Name	Type	Optional	Default	Description
storage_format	string	`porc` `porc_vec`	`porc`	Controls the internal storage format.
compresstype	string	`none` `rle` `delta` `zstd` `zlib`	`none`	The way to compress or encode column values. You can only select one of them.
compresslevel	int	`[0, 19]`	`0`	Specifies the compression level. Lower values prioritize faster compression speed, while higher values prioritize better compression ratios. This option takes effect only when used with the `compresstype` parameter.
minmax_columns	string	`<column1>,<column2>,...,<columnN>`	`none`	Specifies columns in which min/max statistics need to be generated . Example: `WITH(minmax_columns='t1,t2,t3')`
bloomfilter_columns	string	`<column1>,<column2>,...,<columnN>`	`none`	Specifies columns in which bloom filter statistics need to be generated.
cluster_type	string	`zorder` `lexical`	`none`	Specify the clustering algorithm.
cluster_columns	string	`<column1>,<column2>,...,<columnN>`	`none`	Specify which columns need to be clustered.

GUC

Name	Type	Optional	Default	Description
pax.enable_sparse_filter	bool	`on`/`off`	`on`	Specifies whether to enable sparse filtering based on statistics.
pax.enable_row_filter	bool	`on`/`off`	`off`	Specifies whether to enable row filtering.
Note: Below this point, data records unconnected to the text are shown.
PR #594, opened 2024-12-17
[14.0][FIX] l10n_fr_account_vat_return: filter on VAT taxes for France

alexis-via:
This commit adapts the code to the scenario where you have VAT taxes for other countries (EU B2C over 10k€, Polynésie française, ...). It "backports" the field country_id on account.tax which is introduced in the account module in odoo v15.


alexis-via:
Tests needs to be updated to set the country_id field on taxes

pax.scan_reuse_buffer_size	int	[1048576, 33554432]	8388608	The buffer block size used during scanning.
pax.max_tuples_per_group	int	[5, 524288]	131072	Specifies the maximum number of tuples allowed in each group.
pax.max_tuples_per_file	int	[131072, 8388608]	1310720	Specifies the maximum number of tuples allowed in each data file.
pax.max_size_per_file	int	[8388608, 335544320]	67108864	The maximum physical size allowed for each data file. The default value is 67108864 (64MiB). The actual file size might be slightly larger than the set size. Very large or small values might negatively impact performance.
pax.enable_toast	bool	`on`/`off`	`on`	Specifies whether to enable TOAST support.
pax.min_size_of_compress_toast	int	[524288, 1073741824]	524288	Specifies the threshold for creating compressed TOAST tables. If the character length exceeds this threshold, Cloudberry creates compressed TOAST tables for storage.
pax.min_size_of_external_toast	int	[10485760, 2147483647]	10485760	Specifies the threshold for creating external TOAST tables. If the character length exceeds this threshold, Cloudberry creates external TOAST tables for storage.
pax.default_storage_format	string	`porc`/`porc_vec`	`porc`	Controls the default storage format.
pax.bloom_filter_work_memory_bytes	int	[1024, 2147483647]	10240	Controls the maximum memory allowed for bloom filter usage.